(Stored items)
PR #6541, opened 2026-08-09
docs(hooks): document durable thread lease recovery

krisztiankoos:
## Summary

- replace the stale runbook statement that lease recovery is still in progress with the exact behavior already landed on `main`
- document PID/start-time/machine liveness, immediate reclaim of confirmed-dead or PID-reused owners, and fail-closed handling for uncheckable owners
- document the identity-fenced `SessionEnd` release tombstone and safe `SIGKILL` recovery posture

The executable fix is already present on `main` through #5758, #5845, and #5896. This PR closes the remaining operator-documentation and issue-linkage gap without duplicating the lease implementation.

## Design

The owner process identity is authoritative: confirmed-live owners are never stolen from, confirmed-dead owners are reclaimed immediately, cooperative release is identity-fenced, and an uncheckable owner requires the exact CAS-scoped operator release instead of a clock-based takeover.

## Validation

- focused lease claim/release/restart and ABA-fencing pytest: 9 passed
- `ruff check scripts/orchestration/thread_handoff.py tests/orchestration/test_thread_handoff.py`: passed
- Markdown lint on `docs/runbooks/codex-hooks.md`: passed
- `git diff --check`: passed
- agent-trailer and OPSEC audits: passed

A broader run of `tests/orchestration/test_thread_handoff.py` reached 148 passed and four unrelated subprocess tests could not execute because they hard-code a worktree-local `.venv/bin/python`; this dispatch worktree intentionally has no `.venv` and all project commands used the shared primary interpreter.

## Residual

When process liveness is genuinely uncheckable, the lease remains fail-closed until an operator runs the exact CAS-scoped release printed by the conflict. This is intentional to preserve anti-double-drive safety.

Fixes #5759

### DIFF
--- a/docs/runbooks/codex-hooks.md
+++ b/docs/runbooks/codex-hooks.md
@@ -175,10 +175,20 @@ accumulate past the outer hook deadline. Hook-owned advisory locks use a
 one-second bounded wait; the lock remains fail-safe, while a live but wedged
 owner can no longer stall a new session indefinitely.
 
-A `SIGKILL` can land after `claim-thread-lease` persists the lease but before the
-claim reports back to SessionStart. In that case the session must stop and the
-lease can remain held; do not force-release based only on a claim timeout. The
-lease-lifecycle work in the infrastructure lane is making this recovery explicit.
+A durable thread lease records the harness process PID, process start time, and
+machine identity. A new session reclaims the lease immediately when that exact
+process is dead or the PID has been reused; it never steals from a confirmed-live
+owner, regardless of heartbeat age. `heartbeat_at` is diagnostic only. If process
+liveness cannot be checked, the claim fails closed and prints a CAS-scoped
+`release-thread-lease --force` command bound to the observed owner and generation.
+Use only that exact command after verifying the owner is gone; a confirmed-live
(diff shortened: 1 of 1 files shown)


krisztiankoos (commented):
Cross-family review of exact head `9d0dfa70575a36082b93a169612b512f460d72ff` by Kimi K3 via the direct ACP review lane.

VERDICT: APPROVED

Verified against the code at this head:

- PID, process-start-time, and machine identity are persisted and used for owner liveness.
- Confirmed-dead, zombie, and PID-reused owners are reclaimed without a clock gate.
- Confirmed-live and uncheckable owners fail closed; heartbeat age is diagnostic only.
- Operator force release is CAS-scoped to owner plus generation, and live owners require explicit acknowledgement.
- SessionEnd calls the identity-fenced release path, writes a tombstone, and the next claim advances the monotonic generation.
- Claim timeout/ambiguous gate outcomes stop without being mislabeled as permission to force-release.

No blocking findings.

Informational only: this material lives in the Codex hooks runbook while the durable lease is currently claimed only for Claude-family lanes. The guidance describes the lease system accurately and does not create an unsafe operator action; a lane-scoping note could be a later clarity improvement.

* _ASSIGNMENT_
Could every entry be given again exactly, with no line skipped?

* _RESULT FOR THIS TASK_
PR #6541, opened 2026-08-09
docs(hooks): document durable thread lease recovery

krisztiankoos:
## Summary

- replace the stale runbook statement that lease recovery is still in progress with the exact behavior already landed on `main`
- document PID/start-time/machine liveness, immediate reclaim of confirmed-dead or PID-reused owners, and fail-closed handling for uncheckable owners
- document the identity-fenced `SessionEnd` release tombstone and safe `SIGKILL` recovery posture

The executable fix is already present on `main` through #5758, #5845, and #5896. This PR closes the remaining operator-documentation and issue-linkage gap without duplicating the lease implementation.

## Design

The owner process identity is authoritative: confirmed-live owners are never stolen from, confirmed-dead owners are reclaimed immediately, cooperative release is identity-fenced, and an uncheckable owner requires the exact CAS-scoped operator release instead of a clock-based takeover.

## Validation

- focused lease claim/release/restart and ABA-fencing pytest: 9 passed
- `ruff check scripts/orchestration/thread_handoff.py tests/orchestration/test_thread_handoff.py`: passed
- Markdown lint on `docs/runbooks/codex-hooks.md`: passed
- `git diff --check`: passed
- agent-trailer and OPSEC audits: passed

A broader run of `tests/orchestration/test_thread_handoff.py` reached 148 passed and four unrelated subprocess tests could not execute because they hard-code a worktree-local `.venv/bin/python`; this dispatch worktree intentionally has no `.venv` and all project commands used the shared primary interpreter.

## Residual

When process liveness is genuinely uncheckable, the lease remains fail-closed until an operator runs the exact CAS-scoped release printed by the conflict. This is intentional to preserve anti-double-drive safety.

Fixes #5759

### DIFF
--- a/docs/runbooks/codex-hooks.md
+++ b/docs/runbooks/codex-hooks.md
@@ -175,10 +175,20 @@ accumulate past the outer hook deadline. Hook-owned advisory locks use a
 one-second bounded wait; the lock remains fail-safe, while a live but wedged
 owner can no longer stall a new session indefinitely.
 
-A `SIGKILL` can land after `claim-thread-lease` persists the lease but before the
-claim reports back to SessionStart. In that case the session must stop and the
-lease can remain held; do not force-release based only on a claim timeout. The
-lease-lifecycle work in the infrastructure lane is making this recovery explicit.
+A durable thread lease records the harness process PID, process start time, and
+machine identity. A new session reclaims the lease immediately when that exact
+process is dead or the PID has been reused; it never steals from a confirmed-live
+owner, regardless of heartbeat age. `heartbeat_at` is diagnostic only. If process
+liveness cannot be checked, the claim fails closed and prints a CAS-scoped
+`release-thread-lease --force` command bound to the observed owner and generation.
+Use only that exact command after verifying the owner is gone; a confirmed-live
(diff shortened: 1 of 1 files shown)


krisztiankoos (commented):
Cross-family review of exact head `9d0dfa70575a36082b93a169612b512f460d72ff` by Kimi K3 via the direct ACP review lane.

VERDICT: APPROVED

Verified against the code at this head:

- PID, process-start-time, and machine identity are persisted and used for owner liveness.
- Confirmed-dead, zombie, and PID-reused owners are reclaimed without a clock gate.
- Confirmed-live and uncheckable owners fail closed; heartbeat age is diagnostic only.
- Operator force release is CAS-scoped to owner plus generation, and live owners require explicit acknowledgement.
- SessionEnd calls the identity-fenced release path, writes a tombstone, and the next claim advances the monotonic generation.
- Claim timeout/ambiguous gate outcomes stop without being mislabeled as permission to force-release.

No blocking findings.

Informational only: this material lives in the Codex hooks runbook while the durable lease is currently claimed only for Claude-family lanes. The guidance describes the lease system accurately and does not create an unsafe operator action; a lane-scoping note could be a later clarity improvement.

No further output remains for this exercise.